Although schizoid personality disorder is considered part of the "schizophrenic spectrum" of disorders, which includes schizotypal personality disorder and schizophrenia, it is distinct in the sense that they are in touch with reality and are less likely to experience hallucinations associated with schizophrenia.

Schizotypal Personality Disorders

People with classic schizotypal personalities are apt to be loners. They may feel extremely anxious in social situations, but they're likely to blame their social failings on others. They view themselves as alien or outcast, and this isolation causes pain as they avoid relationships and the outside world.

People with schizotypal personalities may ramble oddly and endlessly during a conversation. They may dress in peculiar ways and have very strange ways of viewing the world around them. Often they believe in unusual ideas, such as the powers of ESP or a sixth sense. At times, they believe they can magically influence people's thoughts, actions, and emotions. Other symptoms may include:

  • Incorrect interpretation of events, including feeling that external events have personal meaning
  • Peculiar thinking, beliefs, or behavior
  • Belief in special powers, such as telepathy
  • Perceptual alterations, in some cases bodily illusions, including phantom pains or other distortions in the sense of touch
  • Idiosyncratic speech, such as loose or vague patterns of speaking or tendency to go off on tangents
  • Suspicious or paranoid ideas
  • Flat emotions or inappropriate emotional responses
  • Lack of close friends outside of the immediate family
  • Persistent and excessive social anxiety that doesn't abate with time

Schizotypal personality disorder falls in the middle of the schizophrenia spectrum, with schizoid personality disorder on the milder end and Schizophrenia on the more severe end.

Seeking Help

Treatment for a personality disorder may be more effective if it begins as early as possible. If someone close to you has urged you to seek help for symptoms common to schizoid personality disorder, make an appointment, starting with a primary care physician or mental health professional. When someone chronically feels or behaves in an inappropriate way, that person may have a personality disorder. Treatment for personality disorders often includes a combination of medication and one or more types of therapy:

Psychotherapy. Building a trusting relationship with a therapist may help people with personality disorders begin to trust other interpersonal relationships.

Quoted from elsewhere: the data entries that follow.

PR #993, opened 2021-08-05
workflows/tests: Test that `bundle`ing and running some software works

issyl0:
- In light of 79441868a6a2e1002d8e080c8045483c41b411e3, to avoid future regressions, I was inspired by the `brew services start` tests in [the`brew services` repo](https://github.com/Homebrew/homebrew-services/blob/master/.github/workflows/tests.yml) to make a very simple functional test that this actually installs what it says it does.

### DIFF
--- a/.github/workflows/tests.yml
+++ b/.github/workflows/tests.yml
@@ -43,5 +43,11 @@ jobs:
 
     - name: Run RSpec tests
       run: bundle exec rspec
+
+    - name: Test that installing works
+      run: |
+        echo 'brew "hello"' > ./Brewfile
+        brew bundle
+        hello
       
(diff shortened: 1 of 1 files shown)


colindean (approved):

colindean:
This gives me an idea for even more tests. I've been using [bats](https://github.com/bats-core/bats-core) for a lot of stuff at work and wouldn't mind flexing that a little more along with digging into GitHub Actions (haven't touched it yet!). I could do up some public API tests that treat the `brew bundle` command as an opaque box. This has worked well for me for some CLI projects I've done through the years. 

Thoughts, team?

MikeMcQuaid:
Looks good, thanks @issyl0!

PR #1008, opened 2021-09-17
installer.rb: change verb to "Upgrading" on upgradable formula/cask

amancevice:
Currently `brew bundle` logs upgrading formulae as `Installing <formula/cask>`.

This commit changes the verbiage to `Upgrading <fomula/cask>` when the Installer class method `{formula,cask}_upgradable?()` returns `true`

### DIFF
--- a/lib/bundle/installer.rb
+++ b/lib/bundle/installer.rb
@@ -17,9 +17,11 @@ module Bundle
         cls = case type
         when :brew
           options = entry.options
+          verb = "Upgrading" if Bundle::BrewInstaller.formula_upgradable?(name)
           Bundle::BrewInstaller
         when :cask
           options = entry.options
+          verb = "Upgrading" if Bundle::CaskInstaller.cask_upgradable?(name)
           Bundle::CaskInstaller
         when :mas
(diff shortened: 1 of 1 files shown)


MikeMcQuaid:
Can you explain the motivation for this? I'm not opposed to it, just want to hear your thoughts (as `bundler` doesn't do this, for example).

amancevice:
Sure, no problem: We maintain a common `Brewfile`  in a private tap. Users are sometimes confused when they run `brew bundle` and it says something like "Installing awscli" when they know they already have it installed. I think this change makes it a little clearer what is happening. Sort of like int the pure `brew` world where a user would run `brew install` for new things and `brew upgrade` for existing things.

colindean:
I like this ux tweak. Just this past week, I was confused when setting up a development environment for a repo on a machine that I knew was already set up, get the verbiage was installing the package I knew that was already installed.

MikeMcQuaid:
Makes sense! 
Thanks so much for your first contribution! Without people like you submitting PRs we couldn't run this project. You rock, @amancevice!

Issue #1015, opened 2021-10-30
brew bundle dump cannot dump Casks with HOMEBREW_INSTALL_FROM_API set


fanvinga:
<img width="770" alt="image" src="https://user-images.githubusercontent.com/26292849/139516504-8c43ba07-30a6-4867-b3a4-d4f9c984e040.png">

PR #1016, opened 2021-10-31
`bundle`: fix `cask_installed?` with `HOMEBREW_INSTALL_FROM_API` set

Rylan12:
Fixes https://github.com/Homebrew/homebrew-bundle/issues/1015

`Bundle::cask_installed?` now returns `true` even if the `homebrew/cask` directory doesn't exist as long as `HOMEBREW_INSTALL_FROM_API` is set.


MikeMcQuaid (approved):

MikeMcQuaid:
Thanks @Rylan12!

PR #1019, opened 2021-11-04
mac_app_store_installer: handle Monterey.

MikeMcQuaid:
`mas` is not yet functional on Monterey. To track progress or to *contribute* to fixing this issue, please see: https://github.com/mas-cli/mas/issues/417

PR #1021, opened 2021-11-05
Remove `mas account` check

chris-araman:
As of macOS 12 Monterey, `mas-cli` is no longer able to query whether the user is signed into the App Store.
https://github.com/mas-cli/mas/issues/417

I propose that instead of querying `mas account`, `brew bundle` directly attempts the `mas install` operation it intends to perform. If the user is not yet signed into the App Store, the App Store app appears with a prompt to sign in. This should continue to address the concerns expressed in #233/#235 by @ffittschen.

I also reverted #1019 per my comments [here](https://github.com/Homebrew/homebrew-bundle/pull/1019#issuecomment-961501752).

FYI @phatblat

### DIFF
--- a/lib/bundle/bundle.rb
+++ b/lib/bundle/bundle.rb
@@ -30,6 +30,10 @@ module Bundle
     end
 
     def mas_signedin?
+      # mas account doesn't work on Monterey (yet)
+      # https://github.com/mas-cli/mas/issues/417#issuecomment-957963271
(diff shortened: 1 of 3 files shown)


anmlnath:
thanks

MikeMcQuaid:
Thanks @chris-aramam, you rock! I've accepted the revert as-is but wanted to tweak the `mas account` check so we can still use it pre-Monterey.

Behavior therapy. People with personality disorders often need to learn specific social skills and behaviors. In behavior therapy, they might be taught to respond to social cues with appropriate words, tone of voice, or facial expressions.

Cognitive therapy. This type of therapy can help people identify and change distorted thought patterns. For example, this type of therapy may help a person uncover—and change—confused ideas about what goes on in interpersonal exchanges.

Family therapy. Treatment can be more effective when family members are involved. Seeking professional counseling as a group may help reduce fighting or emotional distance in the home. Family therapy may also offer the affected person a support structure and a boost in morale.